Data Processing logging

Location of the log files

Each run of Data Processing produces a new log file into the OS temp directory of each machine that is involved in the Data Processing job. The Data Processing log files are located on each node that has been involved in a Data Processing job. These include:

The client that started the job (which could be nodes running the DP CLI or nodes running Studio)
An Oozie (YARN) worker node
Spark worker nodes

The logging location on each node is defined by the edpJarDir property in the data_processing-CLI file. By default, this is the /opt/bdd/edp/data directory.

Log files

The Data Processing log files are named edpLog*.log. The naming pattern is set in the logging.properties configuration. The default pattern is edpLog%u%g.log, where %u is a unique number to resolve conflicts between simultaneous Java processes and %g is the generation number to distinguish between rotating logs. The generation number is rotated, thus the latest run of Data Processing will be generation number 0. The configuration defaults produce 10,000 log files with a maximum file size of 1MB. Logs larger than 1MB roll over to the next log file.

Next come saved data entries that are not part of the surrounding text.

PR #76, opened 2019-11-18
Making fields multiple

### LINKED ISSUE #77: Enable multiple field inputs
In matching with the existing Scholarsphere application, there should be multiple fields on our work versions according to the API specification.

awead:
Updates our work version schema to define fields as multiple according to the current Scholarsphere API schema.

Includes javascript features for adding and removing additional fields in the form, and refactors our form to render fields using different partials. This is butting up against a form presenter pattern, so we could discuss switching over to SimpleForm or some other type of form management solution.

Fixes #77 
Screen Shot 2019-11-19 at 8 49 15 AM


rschenk:
@awead Looks good, but I pushed some changes for you to review.

1. I reformatted some syntactic vinegar from the WorkVersionsController
2. I changed the naming of your field partials... 
    * `_default` didn't tell me anything about what the field did, so I renamed it to `_multi_text`
    * `_text_area` was actually a multiple text area. If we ever needed to show a non-multiple text area, we'd need to rename this partial, so I went ahead and named it `_multi_text_area`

A sample error log message is:

[2015/01/15 14:14:15] INFO: Starting Data Processing on Hive Table: default.claims
[2015/01/15 14:14:15] SEVERE: Error runnning EDP
java.lang.Exception Example Error Log Message
      at com.oracle.endeca.pdi.EdpMain.main(EdpMain.java:38)
      ...

Finding the Data Processing logs

When a client launches a Data Processing workflow, an Oozie job is created to run the actual Data Processing job. This job is run by an arbitrary node in the CDH cluster (node is chosen by YARN). To find the Data Processing logs, you should track down this specific cluster node using the Oozie Job ID. The Oozie Job ID is printed out to the console when the DP CLI runs, or you can find it in the Studio logs.

To find the Data Processing logs:

Go to the Oozie Web UI and find the corresponding job using the Oozie Job ID.
Click on the job to bring up detailed Oozie information.
Under the Actions pane, click the DataProcessingJavaTask action.
In the Action Info tab of the Action pane, find the External ID. The external ID matches a YARN Job ID.
Go to the YARN HistoryServer Web UI and find the corresponding job using the Oozie External ID. To do so:
1. Browse the Cloudera Manager and click the YARN service in the left pane.
2. In the Quick Links section in the top left, click HistoryServer Web UI.
Click the job to bring up detailed MapReduce information. The Node property indicates which machine ran the Data Processing job.
Log into the machine and go to the Data Processing directory on the cluster. By default, this is the /opt/bdd/edp/data directory. All the logs for Data Processing should reside in this directory.
To find a specific log, you may need to use grep (or other similar tool) for the corresponding workflow information.